# PROBLEM STATEMENT:
Pick out every line in the data below that holds "opened".

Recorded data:
PR #5261, opened 2024-01-10
stage_executor,layers: burst cache of `layers` if heredoc content is changed

flouthoc:
When using buildah with `--layers` then buildah must correctly burst layer cache if `heredoc` content is changed. Following is achieved via properly adding `heredoc` content to the history of the built image.

Closes: https://github.com/containers/buildah/issues/5225

#### What type of PR is this?

> /kind api-change
> /kind bug
> /kind cleanup
> /kind deprecation
> /kind design
> /kind documentation
> /kind failing-test 
> /kind feature
> /kind flake
> /kind other

#### What this PR does / why we need it:
Closes: https://github.com/containers/buildah/issues/5225

#### How to verify it
Newly added integration test

#### Which issue(s) this PR fixes:
Closes: https://github.com/containers/buildah/issues/5225

#### Does this PR introduce a user-facing change?

```release-note
stage_executor,layers: burst cache of layers if heredoc content is changed
```

PR #6123, opened 2025-04-13
build, heredoc: show heredoc summary in build output

BoleynSu:
Fixes cases missed by https://github.com/containers/buildah/pull/5261

#### What type of PR is this?

/kind bug

```release-note
build, heredoc: show heredoc summary in build output
```


nalind:
Which cases are being missed?  As near as I can tell, this switches to always calculating the bits to append to the log message to include a mention of heredoc contents, even in cases when the log message isn't going to be output, when we didn't bother for those cases before.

# EXERCISE OUTPUT:
PR #5261, opened 2024-01-10
PR #6123, opened 2025-04-13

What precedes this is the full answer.